Same problem here, for firebase functions (which live in a subfolder / package) one also needs the lock file for that only to be there.
Same problem here with serverless lambda functions - any updates or workarounds?
My current workaround package.json
{
"workspaces": [
"api",
"client"
],
"scripts": {
"api:lock": "cd api && npm i --package-lock-only --workspaces=false",
"client:lock": "cd client && npm i --package-lock-only --workspaces=false",
"genlock": "concurrently \"npm run client:lock\" \"npm run api:lock\"",
"prerelease": "npm run genlock && git add api/package-lock.json client/package-lock.json",
"release": "standard-version -t '' -a"
}
}
So if you run npm run release
for each workspace, a dedicated package-lock.json
is created.
My workspaces do not have dependencies to other ones and are standalone. I'm not sure if this will work if one workspace depends on another workspace.
npm run release
.
I currently use @npmcli/arborist
to achieve this, this is v straightforward:
import fs from "node:fs"
import path from "node:path"
import util from "node:util"
import Arborist from "@npmcli/arborist"
async function predeploy(packagePath) {
const arb = new Arborist({
path: packagePath,
})
const { meta } = await arb.buildIdealTree()
meta?.commit()
const packageLockFile = path.join(packagePath, "package-lock.json")
await fs.promises.writeFile(packageLockFile, String(meta))
}
I currently use
@npmcli/arborist
to achieve this, this is v straightforward:import fs from "node:fs" import path from "node:path" import util from "node:util" import Arborist from "@npmcli/arborist" async function predeploy(packagePath) { const arb = new Arborist({ path: packagePath, }) const { meta } = await arb.buildIdealTree() meta?.commit() const packageLockFile = path.join(packagePath, "package-lock.json") await fs.promises.writeFile(packageLockFile, String(meta)) }
Copying the lock file did not work for us because of conflicts, but this works well, so thanks for posting it. Would be good to have a supported solution for this. I tried yarn and pnpm but generating the lock file is the lowest touch compared with customising Dockerfiles and running extra commands from the root in build containers etc.
I have created isolate-package as a way to isolate a package from a monorepo. During the process, it generates an isolated lockfile depending on the package manager. For NPM it uses Arborist. PNPM and Yarn v1 lockfiles are also supported. I will soon make a fallback for modern Yarn versions, by generating an NPM lockfile.
To make it work I had to move the node_modules folder to and from the isolate output, but luckily running Arborist is fast enough that it feels instant, so I don't expect it to cause issues with IDEs and such. But it would be great if it would be possible to pass Arborist the location of the node_modules folder from the root of the monorepo, so the move workaround is no longer necessary.
I created it for deployments to Firebase but the solution is generic.

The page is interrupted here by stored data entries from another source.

PR #54, opened 2024-08-08
Allow eBPF map sizes and general buffer size for profiler to be changed via CLI options

gmarler:
This PR adds several CLI options to set defaults for and allow modifying the size of most eBPF maps and the perf buffer for the profiler:

* `--mapsize-info` prints the eBPF map sizes after they've been created
* `--mapsize-stacks` to adjust max number of individual stacks to capture before they are aggregated
* `--mapsize-aggregated-stacks` to adjust the max number of unique stacks to be stored after aggregation from the stacks map
* `--mapsize-unwind-info-chunks` to adjust the max number of chunks allowed to be in a single shard
* `--mapsize-unwind-tables` to adjust the max number of shards allowed
* `--mapsize-rate-limits` to adjust when to impose rate limits on incoming profiling data
* `--perf-buffer-bytes` to adjust the size of each profiler perf buffer

Also added a config validator for `--perf-buffer-bytes`, as the value must be a power of 2.

Added tests for the validator function.

### DIFF
--- a/src/collector.rs
+++ b/src/collector.rs
@@ -127,7 +127,7 @@ impl AggregatorCollector {
     }
 }
 
-/// Aggregagates the samples in memory, which might be acceptable when profiling for short amounts of time.
+/// Aggregates the samples in memory, which might be acceptable when profiling for short amounts of time.
 impl Collector for AggregatorCollector {
     fn collect(
         &mut self,
--- a/src/main.rs
+++ b/src/main.rs
@@ -81,11 +81,7 @@ fn value_is_power_of_two(s: &str) -> Result<usize, String> {
 fn is_power_of_two(v: usize) -> bool {
     // NOTE: Neither 0 nor 1 are a power of 2 (ignoring 2^0 for this use case),
     //       so rule them out
-    if (v != 0) && (v != 1) && ((v & (v - 1)) == 0) {
-        true
-    } else {
-        false
-    }
+    (v != 0) && (v != 1) && ((v & (v - 1)) == 0)
 }
 
 /// Given a non-prime unsigned int, return the prime number that precedes it
--- a/src/main.rs
+++ b/src/main.rs
@@ -63,17 +63,28 @@ fn sample_freq_in_range(s: &str) -> Result<u16, String> {
     Ok(sample_freq as u16)
 }
 
-// Return a value if it's a power of 2, otherwise Error
+// Clap value_parser() in the form of: Fn(&str) -> Result<T,E>
+// Convert a &str into a usize, if possible, and return the result if it's a
+// power of 2, otherwise Error
 fn value_is_power_of_two(s: &str) -> Result<usize, String> {
     let value: usize = s
         .parse()
         .map_err(|_| format!("`{s}' isn't a valid usize"))?;
     // Now we have a value, test whether it's a power of 2
-    // NOTE: Neither 0 nor 1 are a power of 2, so rule them out
-    if (value != 0) && (value != 1) && ((value & (value - 1)) == 0) {
+    if is_power_of_two(value) {
         Ok(value)
     } else {
         Err(format!("{} is not a power of 2", value))
+    }
+}
+
+fn is_power_of_two(v: usize) -> bool {
+    // NOTE: Neither 0 nor 1 are a power of 2 (ignoring 2^0 for this use case),
+    //       so rule them out
+    if (v != 0) && (v != 1) && ((v & (v - 1)) == 0) {
+        true
+    } else {
+        false
     }
 }
 
@@ -375,7 +386,7 @@ mod tests {
     use assert_cmd::Command;
     use clap::Parser;
     use rand::distributions::{Distribution, Uniform};
-    use rstest::rstest;
+    use rstest::{fixture, rstest};
     use std::collections::HashSet;
 
     #[test]
@@ -466,27 +477,37 @@ mod tests {
         }
     }
 
-    #[rstest]
-    fn should_be_powers_of_two() {
-        let mut test_uint_strings = vec![];
-        for shift in 1..63 {
+    // Powers of 2 in usize range
+    #[fixture]
+    fn power_of_two_usize() -> Vec<usize> {
+        let mut test_usizes = vec![];
+        for shift in 0..63 {
             let val: usize = 2 << shift;
+            test_usizes.push(val);
+        }
+        test_usizes
+    }
+
+    // Powers of 2 represented as Strings
+    #[fixture]
+    fn power_of_two_strings(power_of_two_usize: Vec<usize>) -> Vec<String> {
+        let mut test_uint_strings = vec![];
+        for val in power_of_two_usize {
             let val_str = val.to_string();
             test_uint_strings.push(val_str);
         }
-        for val_string in test_uint_strings {
-            assert!(value_is_power_of_two(val_string.as_str()).is_ok())
-        }
+        test_uint_strings
     }
 
-    #[rstest]
-    fn should_not_be_powers_of_two() {
-        let mut test_uint_stringset: HashSet<String> = HashSet::new();
+    // This fixture produces 5 million random results from the range of usize
+    // integers that are NOT powers of 2
+    #[fixture]
+    fn all_but_power_of_two_usize(power_of_two_usize: Vec<usize>) -> Vec<usize> {
+        let mut test_usize_set: HashSet<usize> = HashSet::new();
+        let mut test_usize_not_p2: Vec<usize> = vec![];
         // usizes that ARE powers of two, for later exclusion
-        for shift in 0..63 {
-            let val: usize = 2 << shift;
-            let val_string = val.to_string();
-            test_uint_stringset.insert(val_string);
+        for val in power_of_two_usize {
+            test_usize_set.insert(val);
         }
         // Now, for a random sampling of 500000 integers in the range of usize,
         // excluding any that are known to be powers of 2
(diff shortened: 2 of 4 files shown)


src/collector.rs
```diff
@@ -127,7 +127,7 @@ impl AggregatorCollector {
     }
 }
 
-/// Aggregagates the samples in memory, which might be acceptable when profiling for short amounts of time.
+/// Aggregates the samples in memory, which might be acceptable when profiling for short amounts of time.
```
javierhonduco, line 130: 🦅 👀

src/main.rs
```diff
@@ -61,6 +62,20 @@ fn sample_freq_in_range(s: &str) -> Result<u16, String> {
     Ok(sample_freq as u16)
 }
 
+// Return a value if it's a power of 2, otherwise Error
+fn value_is_power_of_two(s: &str) -> Result<usize, String> {
+    let value: usize = s
+        .parse()
+        .map_err(|_| format!("`{s}' isn't a valid usize"))?;
+    // Now we have a value, test whether it's a power of 2
+    // NOTE: Neither 0 nor 1 are a power of 2, so rule them out
```
javierhonduco, line 71: I think we should only exclude 0: `2ˆ0 == 1`

src/main.rs
```diff
@@ -384,4 +455,42 @@ mod tests {
             }
         }
     }
+
+    #[rstest]
+    fn should_be_powers_of_two() {
+        let mut test_uint_strings: Vec<String> = vec![];
```
javierhonduco, line 461: nit: no need to specify the type here, in lightswitch we tend to avoid doing this explicitly unless the type checker can't infer the type

src/main.rs
```diff
@@ -384,4 +455,42 @@ mod tests {
...
+        }
+        // Now, for a random sampling of 500000 integers in the range of usize,
+        // excluding any that are known to be powers of 2
+        let between = Uniform::from(0..=usize::MAX);
+        let mut rng = rand::thread_rng();
+        for _ in 0..500000 {
+            let usize_int: usize = between.sample(&mut rng);
+            let usize_int_string = usize_int.to_string();
+            if test_uint_stringset.contains(&usize_int_string) {
+                println!("{}", usize_int_string);
```
javierhonduco, line 489: nit: if we want to leave this for latter debugging, let's add a bit more context

src/profiler.rs
```diff
@@ -163,6 +163,8 @@ pub struct Profiler<'bpf> {
     duration: Duration,
     // Per-CPU Sampling Frequency of this profile in Hz
     sample_freq: u16,
+    // Size of each perf buffer, in include_bytes!
```
javierhonduco, line 166:
```suggestion
    // Size of each perf buffer, in bytes
```

javierhonduco: Daft autocomplete! 😄

src/profiler.rs
```diff
@@ -285,34 +283,111 @@ impl fmt::Display for SymbolizedAggregatedSample {
...
+    pub perf_buffer_bytes: usize,
+    pub mapsize_info: bool,
+    pub mapsize_stacks: u32,
+    pub mapsize_aggregated_stacks: u32,
+    pub mapsize_unwind_info_chunks: u32,
+    pub mapsize_unwind_tables: u32,
+    pub mapsize_rate_limits: u32,
 }
 
+// impl Default for Profiler<'_> {
```
javierhonduco, line 300: Is this intended?

src/profiler.rs
```diff
@@ -395,23 +471,25 @@ impl Profiler<'_> {
...
         let chan_send = self.chan_send.clone();
         let perf_buffer = PerfBufferBuilder::new(self.bpf.maps().events())
-            .pages(PERF_BUFFER_BYTES / page_size::get())
+            .pages(self.perf_buffer_bytes / page_size::get())
             .sample_cb(move |_cpu: i32, data: &[u8]| {
                 Self::handle_event(&chan_send, data);
             })
             .lost_cb(Self::handle_lost_events)
             .build()
+            // TODO: Instead of unwrap, consume and emit any error - usually
```
javierhonduco, line 480: This should not happen due to the validation in the CLI, right? It's true that as a library it's a possible error, though

src/profiler.rs
```diff
@@ -425,6 +503,8 @@ impl Profiler<'_> {
                     warn!("lost {} events from the tracers", lost_count);
                 })
                 .build()
+                // TODO: Instead of unwrap, consume and emit any error - usually
```
javierhonduco, line 506: Same as above

src/main.rs
```diff
@@ -61,6 +62,20 @@ fn sample_freq_in_range(s: &str) -> Result<u16, String> {
     Ok(sample_freq as u16)
 }
 
+// Return a value if it's a power of 2, otherwise Error
+fn value_is_power_of_two(s: &str) -> Result<usize, String> {
```
javierhonduco, line 66: I find a bit odd that the argument is a string, I would have expected some integer here

src/main.rs
gmarler: Since this is a Clap validator routine, I'll check whether allowing the value of 1 is accepted by eBPF - if so, then I'll let it pass with a note in the validation routine - otherwise, I *have* to exclude it to prevent crashes.

src/main.rs
gmarler: As long as the type is inferred, I have no objection - will try it out.

src/main.rs
gmarler: No, this was intended to be removed - will elide.

src/main.rs
javierhonduco: That's fair, in case you leave that as-is we should update the comment, though

gmarler: Yeah, have to exclude 1, or you get this:

```
$ cargo run -- --perf-buffer-bytes 1 -D 1
    Finished `dev` profile [unoptimized + debuginfo] target(s) in 5.12s
     Running `sudo -E target/debug/lightswitch --perf-buffer-bytes 1 -D 1`
...
thread 'main' panicked at src/profiler.rs:482:14:
called `Result::unwrap()` on an `Err` value: Error: Page count must be power of two
```

src/main.rs
gmarler: Yes, works just fine without type.

src/profiler.rs
gmarler: Done!

src/profiler.rs
gmarler: It was intended to remove the Default impl for Profiler and replace it with a Default impl for ProfilerConfig - will do that now.

src/profiler.rs
gmarler: Yes, I added this comment before I added the validator routine for Clap - but there are other possible ways this could fail.  I suppose just panic'ing if we hit one of those is just as good, because you'll at least get the error message saying _why_ the panic occurred.
Just don't like seeing naked `unwrap()`s

src/main.rs
gmarler: Clap validator routines all take `&str`s - the conversion to an integer type happens inside Clap itself - caught me by surprise the first time as well.

javierhonduco: Makes sense! In that case I think it would be nicer to have this function to accept an integer and the validator to accept a string reference, convert it to the right type, and pass it to the power-of-two-validator function. What do you think?

src/profiler.rs
javierhonduco: haha fair, it's a hard exception, so perhaps I can replace them with `expect` to add more context, what do you say?

src/main.rs
javierhonduco: 👀  Seems like the kernel validator is being funny here! Good to know, even though I don't think we would ever choose a size that small 😄

src/profiler.rs
gmarler: Perfectly fine.

src/main.rs
gmarler: Should have been more clear - these function types always take strings, and have to do the conversions themselves internally to whatever type you want to end up with - in this case, an integer.

Haven't seen an example where you can separate the concepts.

javierhonduco: You were clear before, but I meant to separate the pure numeric power-of-two-validator so you can test it without string conversions, and also because it makes more sense for this function to take an integer. As clap requires validators to receive strings, we can have another function that converts string -> int and then performs the check

src/profiler.rs
```diff
@@ -288,37 +286,135 @@ impl fmt::Display for SymbolizedAggregatedSample {
...
+// with the defaults defined here.
+impl Default for ProfilerConfig {
+    fn default() -> Self {
+        Self {
+            libbpf_debug: false,
+            bpf_logging: false,
+            duration: Duration::MAX,
+            sample_freq: 0,
+            perf_buffer_bytes: 0,
+            mapsize_info: false,
```
javierhonduco, line 315: Not sure how I feel about a default configuration that would prevent the profiler from working 🤔

javierhonduco: I understand the intent, but this doesn't feel right, wondering if we could do this differently

tests/integration_test.rs
```diff
@@ -99,14 +99,22 @@ fn test_integration() {
...
+        bpf_logging: bpf_test_debug,      // changed from default
+        duration: Duration::from_secs(5), // changed from default
+        sample_freq: 999,                 // changed from default
+        perf_buffer_bytes: 512 * 1024,
+        mapsize_info: false,
+        mapsize_stacks: 100000,
+        mapsize_aggregated_stacks: 10000,
+        mapsize_unwind_info_chunks: 5000,
+        mapsize_unwind_tables: 65,
+        mapsize_rate_limits: 5000,
```
javierhonduco, line 114: This would be a good place where to pass a good `::default()` I think to fill the other fields we aren't setting

tests/integration_test.rs
```diff
@@ -99,14 +99,22 @@ fn test_integration() {
     let collector = Arc::new(Mutex::new(
         Box::new(AggregatorCollector::new()) as Box<dyn Collector + Send>
     ));
+
+    let profiler_config = ProfilerConfig {
+        libbpf_debug: bpf_test_debug,     // changed from default
+        bpf_logging: bpf_test_debug,      // changed from default
+        duration: Duration::from_secs(5), // changed from default
+        sample_freq: 999,                 // changed from default
```
javierhonduco, line 107: nit: these comments might get out of sync very quickly, perhaps it would be better to remove them

src/profiler.rs
gmarler: I've altered the Default for ProfilerConfig so that it's sane by default, just added a comment that notes it'll almost always be overridden by the Clap config defaults.

tests/integration_test.rs
gmarler: That was the original intent, but forgot - done.

tests/integration_test.rs
gmarler: And.... they're gone!

src/main.rs
gmarler: I've separated the parsing of the string into a usize from validation of the usize being a power of two or not, and added several test fixtures to simplify the tests of both strings and usizes.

In case you are interested in the Firebase part, it is showcased in this monorepo boilerplate. The main branch uses PNPM but there's also an NPM branch called use-npm
.
Folks following this might also be interested in Turborepo's implementation
https://turbo.build/repo/docs/reference/command-line-reference/prune https://turbo.build/repo/docs/handbook/deploying-with-docker
Turborepo's implementation seems very promising, and very fast. Last time I checked it appeared fixed to outputting to "out" in the root of the monorepo, which wasn't so practical for me since I isolate multiple packages for deployment within the same monorepo.
Their lockfile pruning implementation is likely more sophisticated. Since I am not happy with my NPM workaround (moving node_modules), I was look at "borrowing" some parts of the code, but haven't been able to figure out how it works yet, and I'm not a Rust programmer :)
Turborepo's implementation seems very promising, and very fast. Last time I checked it appeared fixed to outputting to "out" in the root of the monorepo, which wasn't so practical for me since I isolate multiple packages for deployment within the same monorepo.
Yeah, I would also like to just get package-lock.json
generated into each individual workspace, that's why I got to looking around further and ended up here with y'all likeminded folk.